─── DATA SECTION
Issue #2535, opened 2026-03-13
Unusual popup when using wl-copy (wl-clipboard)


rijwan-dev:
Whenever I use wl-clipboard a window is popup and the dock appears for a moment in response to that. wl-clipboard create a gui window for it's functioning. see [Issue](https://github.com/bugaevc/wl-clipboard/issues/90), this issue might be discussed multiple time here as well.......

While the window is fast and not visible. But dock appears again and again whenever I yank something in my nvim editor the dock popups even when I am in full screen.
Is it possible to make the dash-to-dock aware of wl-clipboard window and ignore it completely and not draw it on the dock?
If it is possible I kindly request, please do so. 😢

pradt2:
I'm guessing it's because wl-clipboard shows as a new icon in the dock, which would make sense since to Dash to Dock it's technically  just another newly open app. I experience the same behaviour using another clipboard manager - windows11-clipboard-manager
──────
▶ [PROBLEM DETAILS] Answer with a single number: how many lines above hold the word "Issue"?

▶ [FINISHED TASK] 2